Inside the compound, the kids do school projects at a table where the team also eats meals and plans missions. They collect pets wherever they go, here giving a stray dog and a baby hedgehog Kurdish names.
Any Swiss Family Robinson comparisons break down, though. Eubank is a steely tactician and earns respect for his readiness to go where others refuse to. Seasoned war journalists stopped in at the Tel Tamer compound for updates from Eubank, who stood before a whiteboard chronicling six weeks of heavy fighting. When he interrupted his own rapid-fire storytelling with spontaneous prayer, no one seemed to mind.
One of his roles in Syria, he believes, is to document what’s happened since Trump launched a sudden U.S. pullout and made statements supporting the Turkish advance.
In November the rangers captured on video an attack at Ain Issa, a town also outside the buffer zone. With airstrikes and gunfire pounding the area, Eubank and his ambulance crew helped to rescue some of the 22 wounded and five killed, taking them to a hospital in Kobani.

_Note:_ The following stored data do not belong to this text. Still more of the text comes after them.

PR #113, opened 2019-09-30
Code quality fixes

Skyld:
Quality of life improvements for next major release (1.5.0)

Follow up ticket created for next sprint: https://oat-sa.atlassian.net/browse/TAO-9319


src/Lti/Service/GetUserAssignmentLtiRequestService.php
```diff
@@ -137,7 +140,7 @@ private function getAssignmentLtiLink(Assignment $assignment): string
         return sprintf(
             '%s/%s',
             $link,
-            base64_encode(json_encode(['delivery' => $assignment->getLineItem()->getUri()]))
+            base64_encode((string)json_encode(['delivery' => $assignment->getLineItem()->getUri()]))
```
SergiiTao: in case of failing of `json_encode` we will end up with `base64_encode('')`
so if we're expecting an error here i'd checked for === false or if we are running under php 7.3 it is possible to add `JSON_THROW_ON_ERROR` option.
Btw. sometimes on errors `json_encode` returns nothing. it is not documented, but it happens. So i'd even check for `empty`

Skyld: Nice catch, I'll create a ticket about this (to specify `JSON_THROW_ON_ERROR` option after upgrading to php 7.3)

PR #116, opened 2020-01-28
Added dependency security checker into composer

Skyld:
- Added dependency security checker into composer

### DIFF
--- a/CHANGELOG.md
+++ b/CHANGELOG.md
@@ -76,5 +76,5 @@
 ## 1.1.0 - 2019-03-19
 
 ### Added
-- Added possibility to specify charset for regular and native ingester.
+- Added possibility to specify charset for regular and native ingesters.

Eubank left to take a break from the front lines shortly after, leaving a small team of medics in place.
I was with Eubank in Tel Tamer the day President Donald Trump met with Turkish President Recep Tayyip Erdogan at the White House. Trump told reporters, “The cease-fire is holding very well.” Eubank was away from the front line, supervising the medic Zau Seng’s cremation.
Is this your most dangerous mission? I asked.
Yes, he said.
Then what made you come?
“It’s an injury to my soul what America has done,” he said, suddenly stifling emotion. “It’s like my family has hurt this family.”